— Dataset items —
□ □ □

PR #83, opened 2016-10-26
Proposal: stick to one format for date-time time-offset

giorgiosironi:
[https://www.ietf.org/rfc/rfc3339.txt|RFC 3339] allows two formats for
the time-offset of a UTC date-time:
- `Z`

□ □ □

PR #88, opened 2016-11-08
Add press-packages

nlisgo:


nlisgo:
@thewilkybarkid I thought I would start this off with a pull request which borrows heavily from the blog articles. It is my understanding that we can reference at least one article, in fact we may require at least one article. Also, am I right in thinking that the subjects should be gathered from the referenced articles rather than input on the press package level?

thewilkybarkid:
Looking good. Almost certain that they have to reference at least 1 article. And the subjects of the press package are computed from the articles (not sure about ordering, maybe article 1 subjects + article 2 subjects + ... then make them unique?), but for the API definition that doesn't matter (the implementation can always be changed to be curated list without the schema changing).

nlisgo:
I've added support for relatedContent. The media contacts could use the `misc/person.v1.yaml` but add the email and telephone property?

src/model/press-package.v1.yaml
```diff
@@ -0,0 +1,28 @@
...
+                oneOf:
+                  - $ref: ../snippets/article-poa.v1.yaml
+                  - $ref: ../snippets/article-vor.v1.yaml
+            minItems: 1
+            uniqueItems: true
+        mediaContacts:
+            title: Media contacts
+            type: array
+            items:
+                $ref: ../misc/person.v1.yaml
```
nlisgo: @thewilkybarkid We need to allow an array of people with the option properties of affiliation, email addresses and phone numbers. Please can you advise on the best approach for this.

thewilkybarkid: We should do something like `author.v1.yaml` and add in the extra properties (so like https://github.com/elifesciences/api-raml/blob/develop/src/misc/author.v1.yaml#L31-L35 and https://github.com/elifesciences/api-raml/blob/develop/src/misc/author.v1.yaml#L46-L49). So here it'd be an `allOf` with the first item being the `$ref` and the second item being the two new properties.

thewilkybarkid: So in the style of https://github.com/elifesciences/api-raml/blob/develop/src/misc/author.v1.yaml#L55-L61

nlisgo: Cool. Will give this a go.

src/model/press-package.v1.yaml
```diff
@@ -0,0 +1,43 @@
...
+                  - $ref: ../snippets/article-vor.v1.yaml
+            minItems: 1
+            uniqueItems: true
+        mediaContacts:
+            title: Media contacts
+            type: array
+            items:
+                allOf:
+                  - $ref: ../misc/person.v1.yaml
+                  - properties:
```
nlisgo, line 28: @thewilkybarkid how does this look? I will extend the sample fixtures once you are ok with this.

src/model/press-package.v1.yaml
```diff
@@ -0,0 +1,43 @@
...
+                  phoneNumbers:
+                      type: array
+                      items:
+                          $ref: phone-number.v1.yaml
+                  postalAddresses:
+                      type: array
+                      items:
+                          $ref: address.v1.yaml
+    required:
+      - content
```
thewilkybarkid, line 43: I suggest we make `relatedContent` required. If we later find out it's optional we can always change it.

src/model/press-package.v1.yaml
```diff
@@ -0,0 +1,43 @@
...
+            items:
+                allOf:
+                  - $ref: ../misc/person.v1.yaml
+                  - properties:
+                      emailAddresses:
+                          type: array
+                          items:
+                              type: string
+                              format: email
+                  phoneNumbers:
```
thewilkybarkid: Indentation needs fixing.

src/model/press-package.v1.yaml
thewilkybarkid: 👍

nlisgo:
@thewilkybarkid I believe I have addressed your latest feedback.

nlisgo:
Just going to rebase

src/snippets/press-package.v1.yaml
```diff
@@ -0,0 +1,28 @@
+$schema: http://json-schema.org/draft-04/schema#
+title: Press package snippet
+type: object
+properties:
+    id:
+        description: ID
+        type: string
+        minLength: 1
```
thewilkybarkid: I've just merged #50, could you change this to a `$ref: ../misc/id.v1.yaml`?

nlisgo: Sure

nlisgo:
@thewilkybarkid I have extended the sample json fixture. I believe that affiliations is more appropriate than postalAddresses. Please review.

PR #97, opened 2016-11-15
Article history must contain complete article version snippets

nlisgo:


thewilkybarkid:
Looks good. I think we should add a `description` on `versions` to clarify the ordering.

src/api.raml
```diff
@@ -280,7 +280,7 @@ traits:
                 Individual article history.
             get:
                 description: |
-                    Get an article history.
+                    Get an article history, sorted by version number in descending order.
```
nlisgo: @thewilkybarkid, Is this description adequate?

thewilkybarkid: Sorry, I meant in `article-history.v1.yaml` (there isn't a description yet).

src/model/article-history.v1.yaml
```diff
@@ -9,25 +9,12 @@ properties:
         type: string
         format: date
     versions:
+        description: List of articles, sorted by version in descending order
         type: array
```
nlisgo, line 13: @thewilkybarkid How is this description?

□ □ □

— WORK TO COMPLETE —
Copy every line of the data that carries the word "offset".

— RESULT FOR THIS TASK —
Proposal: stick to one format for date-time time-offset
the time-offset of a UTC date-time:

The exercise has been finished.